EXTRACTED RECORDS section start

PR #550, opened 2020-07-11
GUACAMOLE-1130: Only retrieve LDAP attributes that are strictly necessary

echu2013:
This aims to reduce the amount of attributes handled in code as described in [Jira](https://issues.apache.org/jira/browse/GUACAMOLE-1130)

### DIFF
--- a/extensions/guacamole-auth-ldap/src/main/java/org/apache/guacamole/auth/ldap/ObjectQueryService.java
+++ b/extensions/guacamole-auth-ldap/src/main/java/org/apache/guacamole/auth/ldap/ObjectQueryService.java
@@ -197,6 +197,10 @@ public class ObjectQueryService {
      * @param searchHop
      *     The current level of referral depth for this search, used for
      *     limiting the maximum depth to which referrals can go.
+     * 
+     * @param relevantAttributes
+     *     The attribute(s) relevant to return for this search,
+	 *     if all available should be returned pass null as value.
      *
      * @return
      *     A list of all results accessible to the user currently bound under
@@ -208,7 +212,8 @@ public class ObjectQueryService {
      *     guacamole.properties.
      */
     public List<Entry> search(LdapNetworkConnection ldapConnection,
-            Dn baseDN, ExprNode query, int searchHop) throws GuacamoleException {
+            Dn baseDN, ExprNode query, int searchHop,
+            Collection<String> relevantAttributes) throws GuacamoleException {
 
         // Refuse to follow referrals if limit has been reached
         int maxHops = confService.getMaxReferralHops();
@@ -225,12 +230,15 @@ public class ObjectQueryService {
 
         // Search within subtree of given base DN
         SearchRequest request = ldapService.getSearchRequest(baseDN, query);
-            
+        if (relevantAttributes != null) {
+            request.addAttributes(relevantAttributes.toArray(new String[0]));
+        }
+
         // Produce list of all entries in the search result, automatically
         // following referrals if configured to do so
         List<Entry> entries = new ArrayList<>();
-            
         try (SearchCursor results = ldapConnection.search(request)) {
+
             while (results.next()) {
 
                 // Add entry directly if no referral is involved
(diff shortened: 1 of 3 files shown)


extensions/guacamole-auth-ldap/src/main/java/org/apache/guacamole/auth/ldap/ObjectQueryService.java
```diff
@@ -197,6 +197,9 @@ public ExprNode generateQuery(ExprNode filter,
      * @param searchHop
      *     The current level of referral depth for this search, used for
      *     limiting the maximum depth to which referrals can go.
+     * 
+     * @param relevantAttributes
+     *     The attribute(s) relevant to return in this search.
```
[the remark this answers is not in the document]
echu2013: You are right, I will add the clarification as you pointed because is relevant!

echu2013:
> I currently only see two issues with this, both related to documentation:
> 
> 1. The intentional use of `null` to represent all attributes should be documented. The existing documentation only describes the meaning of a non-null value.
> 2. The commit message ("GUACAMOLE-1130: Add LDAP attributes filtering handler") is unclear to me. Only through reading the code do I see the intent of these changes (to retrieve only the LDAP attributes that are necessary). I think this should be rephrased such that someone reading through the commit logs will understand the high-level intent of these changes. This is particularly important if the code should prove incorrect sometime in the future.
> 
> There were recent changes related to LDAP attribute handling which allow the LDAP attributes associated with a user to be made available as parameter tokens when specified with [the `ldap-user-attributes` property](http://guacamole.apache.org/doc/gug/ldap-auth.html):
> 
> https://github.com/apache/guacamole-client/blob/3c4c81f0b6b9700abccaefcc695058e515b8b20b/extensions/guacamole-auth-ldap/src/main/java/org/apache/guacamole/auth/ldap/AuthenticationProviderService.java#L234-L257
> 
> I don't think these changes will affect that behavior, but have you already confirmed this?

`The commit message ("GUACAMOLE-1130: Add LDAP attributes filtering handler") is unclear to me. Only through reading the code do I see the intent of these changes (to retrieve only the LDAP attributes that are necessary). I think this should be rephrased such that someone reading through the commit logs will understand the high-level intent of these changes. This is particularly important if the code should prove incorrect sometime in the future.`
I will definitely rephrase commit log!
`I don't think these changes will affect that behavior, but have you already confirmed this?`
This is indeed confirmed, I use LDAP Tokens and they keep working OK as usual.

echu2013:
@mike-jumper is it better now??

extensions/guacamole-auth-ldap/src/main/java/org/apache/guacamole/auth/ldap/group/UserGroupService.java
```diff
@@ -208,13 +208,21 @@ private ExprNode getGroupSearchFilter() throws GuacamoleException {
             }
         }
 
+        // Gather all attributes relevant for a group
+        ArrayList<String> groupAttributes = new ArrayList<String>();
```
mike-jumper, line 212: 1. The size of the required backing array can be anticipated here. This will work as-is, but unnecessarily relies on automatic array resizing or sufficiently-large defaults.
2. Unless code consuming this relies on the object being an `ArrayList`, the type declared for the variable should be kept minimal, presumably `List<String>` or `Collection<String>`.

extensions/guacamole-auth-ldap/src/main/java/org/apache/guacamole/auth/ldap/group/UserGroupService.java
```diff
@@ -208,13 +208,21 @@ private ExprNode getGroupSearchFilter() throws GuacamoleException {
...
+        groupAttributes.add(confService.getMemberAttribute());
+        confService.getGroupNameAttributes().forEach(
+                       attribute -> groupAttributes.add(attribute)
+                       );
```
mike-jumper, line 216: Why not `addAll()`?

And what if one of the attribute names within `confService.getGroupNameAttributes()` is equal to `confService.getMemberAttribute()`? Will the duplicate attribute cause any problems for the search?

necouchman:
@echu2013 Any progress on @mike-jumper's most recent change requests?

EXTRACTED RECORDS section end

> [AIM OF THE EXERCISE]: Give back the whole listing exactly as it reads.

> [RESPONSE TO THE EXERCISE]:
PR #550, opened 2020-07-11
GUACAMOLE-1130: Only retrieve LDAP attributes that are strictly necessary

echu2013:
This aims to reduce the amount of attributes handled in code as described in [Jira](https://issues.apache.org/jira/browse/GUACAMOLE-1130)

### DIFF
--- a/extensions/guacamole-auth-ldap/src/main/java/org/apache/guacamole/auth/ldap/ObjectQueryService.java
+++ b/extensions/guacamole-auth-ldap/src/main/java/org/apache/guacamole/auth/ldap/ObjectQueryService.java
@@ -197,6 +197,10 @@ public class ObjectQueryService {
      * @param searchHop
      *     The current level of referral depth for this search, used for
      *     limiting the maximum depth to which referrals can go.
+     * 
+     * @param relevantAttributes
+     *     The attribute(s) relevant to return for this search,
+	 *     if all available should be returned pass null as value.
      *
      * @return
      *     A list of all results accessible to the user currently bound under
@@ -208,7 +212,8 @@ public class ObjectQueryService {
      *     guacamole.properties.
      */
     public List<Entry> search(LdapNetworkConnection ldapConnection,
-            Dn baseDN, ExprNode query, int searchHop) throws GuacamoleException {
+            Dn baseDN, ExprNode query, int searchHop,
+            Collection<String> relevantAttributes) throws GuacamoleException {
 
         // Refuse to follow referrals if limit has been reached
         int maxHops = confService.getMaxReferralHops();
@@ -225,12 +230,15 @@ public class ObjectQueryService {
 
         // Search within subtree of given base DN
         SearchRequest request = ldapService.getSearchRequest(baseDN, query);
-            
+        if (relevantAttributes != null) {
+            request.addAttributes(relevantAttributes.toArray(new String[0]));
+        }
+
         // Produce list of all entries in the search result, automatically
         // following referrals if configured to do so
         List<Entry> entries = new ArrayList<>();
-            
         try (SearchCursor results = ldapConnection.search(request)) {
+
             while (results.next()) {
 
                 // Add entry directly if no referral is involved
(diff shortened: 1 of 3 files shown)


extensions/guacamole-auth-ldap/src/main/java/org/apache/guacamole/auth/ldap/ObjectQueryService.java
```diff
@@ -197,6 +197,9 @@ public ExprNode generateQuery(ExprNode filter,
      * @param searchHop
      *     The current level of referral depth for this search, used for
      *     limiting the maximum depth to which referrals can go.
+     * 
+     * @param relevantAttributes
+     *     The attribute(s) relevant to return in this search.
```
[the remark this answers is not in the document]
echu2013: You are right, I will add the clarification as you pointed because is relevant!

echu2013:
> I currently only see two issues with this, both related to documentation:
> 
> 1. The intentional use of `null` to represent all attributes should be documented. The existing documentation only describes the meaning of a non-null value.
> 2. The commit message ("GUACAMOLE-1130: Add LDAP attributes filtering handler") is unclear to me. Only through reading the code do I see the intent of these changes (to retrieve only the LDAP attributes that are necessary). I think this should be rephrased such that someone reading through the commit logs will understand the high-level intent of these changes. This is particularly important if the code should prove incorrect sometime in the future.
> 
> There were recent changes related to LDAP attribute handling which allow the LDAP attributes associated with a user to be made available as parameter tokens when specified with [the `ldap-user-attributes` property](http://guacamole.apache.org/doc/gug/ldap-auth.html):
> 
> https://github.com/apache/guacamole-client/blob/3c4c81f0b6b9700abccaefcc695058e515b8b20b/extensions/guacamole-auth-ldap/src/main/java/org/apache/guacamole/auth/ldap/AuthenticationProviderService.java#L234-L257
> 
> I don't think these changes will affect that behavior, but have you already confirmed this?

`The commit message ("GUACAMOLE-1130: Add LDAP attributes filtering handler") is unclear to me. Only through reading the code do I see the intent of these changes (to retrieve only the LDAP attributes that are necessary). I think this should be rephrased such that someone reading through the commit logs will understand the high-level intent of these changes. This is particularly important if the code should prove incorrect sometime in the future.`
I will definitely rephrase commit log!
`I don't think these changes will affect that behavior, but have you already confirmed this?`
This is indeed confirmed, I use LDAP Tokens and they keep working OK as usual.

echu2013:
@mike-jumper is it better now??

extensions/guacamole-auth-ldap/src/main/java/org/apache/guacamole/auth/ldap/group/UserGroupService.java
```diff
@@ -208,13 +208,21 @@ private ExprNode getGroupSearchFilter() throws GuacamoleException {
             }
         }
 
+        // Gather all attributes relevant for a group
+        ArrayList<String> groupAttributes = new ArrayList<String>();
```
mike-jumper, line 212: 1. The size of the required backing array can be anticipated here. This will work as-is, but unnecessarily relies on automatic array resizing or sufficiently-large defaults.
2. Unless code consuming this relies on the object being an `ArrayList`, the type declared for the variable should be kept minimal, presumably `List<String>` or `Collection<String>`.

extensions/guacamole-auth-ldap/src/main/java/org/apache/guacamole/auth/ldap/group/UserGroupService.java
```diff
@@ -208,13 +208,21 @@ private ExprNode getGroupSearchFilter() throws GuacamoleException {
...
+        groupAttributes.add(confService.getMemberAttribute());
+        confService.getGroupNameAttributes().forEach(
+                       attribute -> groupAttributes.add(attribute)
+                       );
```
mike-jumper, line 216: Why not `addAll()`?

And what if one of the attribute names within `confService.getGroupNameAttributes()` is equal to `confService.getMemberAttribute()`? Will the duplicate attribute cause any problems for the search?

necouchman:
@echu2013 Any progress on @mike-jumper's most recent change requests?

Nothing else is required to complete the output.